Duration-based Selection¶
You can specify different transcription configurations based on the duration of the audio file. This is useful for optimizing transcription quality and cost - for example, using a faster but less accurate model for short files, and a more accurate but slower/more expensive model for longer files.
Example configuration:
conditional_overrides:
- duration:
lt: 60 # Less than 60 seconds
override:
provider: microsoft_openai
model: whisper
- duration:
gt: 120 # Greater than 120 seconds
override:
provider: speechmatics
extra:
speechmatics:
transcript_config:
domain: finance
# Default override (used when no conditions match)
override:
provider: google
model: chirp_2
Available Duration Conditions¶
lt
: Less than (duration < value)lte
: Less than or equal to (duration <= value)gt
: Greater than (duration > value)gte
: Greater than or equal to (duration >= value)eq
: Equal to (duration == value)
Duration is specified in seconds.

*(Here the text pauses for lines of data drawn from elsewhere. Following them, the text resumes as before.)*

PR #132, opened 2021-05-28
Shahzad mapping pipeline api

shahzadmumtaz22:


spco:
Merged into devel after the move to simple appservice deployment thru Actions.

PR #137, opened 2021-06-03
[IMPORTANT] Fix postgres db image tag, to keep consistency 

calmacx:
I found that the postgres running on the ccnettestdb or on the VM might be different from what starts running if you spin up the docker-compose locally where the postgres docker images is just taking `postgres:latest`


calmacx:
irrelevant now we dont use the db via docker-compose

PR #144, opened 2021-06-08
Vas azure function

vpnu:
**PR for Azure Function ProcessQueue**

- Includes the changes in settings.py for uploading the Scan Report to blob storage using the Django-storage[azure] package

- Shahzad's API branch was merged into this, plus some changes he provided to allow for JSON Array as input on the API side.


simon-tarr:
Hey @spco, @vpnu,

Not necessarily a discussion for this PR but we must (as a team) decide how we want to track, deploy and maintain Azure functions. At the moment we have:

1) No formal way of tracking Azure functions in Git. Are we putting them all into a folder called 'azure_functions' in the project's root dir? Or are we having individual dirs for each function in root? e.g. a dir for ScanReports, another for NLP.

2) We haven't established a way of creating key vaults for sharing API keys and the like in deployed azure functions. At present, secrets are kept in local.settings.json and this file acts as a .env file for local testing of Azure functions. We need to move this to key vault for these functions to work when deployed (https://medium.com/weareservian/accessing-azure-key-vault-from-python-functions-44d548b49b37)

At the moment, neither mine or Vas' functions would actually work when deployed (and we definitely shouldn't be tracking local.settings.json in Git!)

spco:
Hi @simon-tarr - all 3 of those are very valid questions, and hopefully the answer to at least (1) and (2) will become clearer during the move to AppService (they may be pretty much dictated to us, not sure right now)

PR #160, opened 2021-06-24
Generated new secret key and masked it with os.environ

simon-tarr:
PR to mask secret key. 
Key must now be kept in .env


spco:
CI failed because `SECRET_KEY` was not set in environment. Will set that now.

If more than one operator are given in the duration
map, they will be combined with AND.
Example with multiple operators:
conditional_overrides:
- duration:
gte: 60 # Audio file needs to be greater than or equal to 60 seconds
lt: 120 # AND less than 120 seconds
override:
provider: deepgram
Conditionally discarding transcriptions¶
In some cases, you may want to skip ("discard") transcription entirely for certain audio files, such as those that are too short or do not meet your criteria. The discard
option can be used in a conditional override to accomplish this. When a condition matches and the override contains a discard
field, the transcription job will be skipped and the provided reason will be logged.
Example configuration:
conditional_overrides:
- duration:
lt: 3 # Less than 3 seconds
override:
discard: "Audio file too short"
In this example, if the audio file is less than 3 seconds, the transcription will be discarded and the reason "Audio file too short" will be logged. No transcription request will be sent to any provider for that audio file.
This is useful for filtering out audio that is too short, silent, or otherwise not worth transcribing, saving resources and providing clear auditability for skipped files.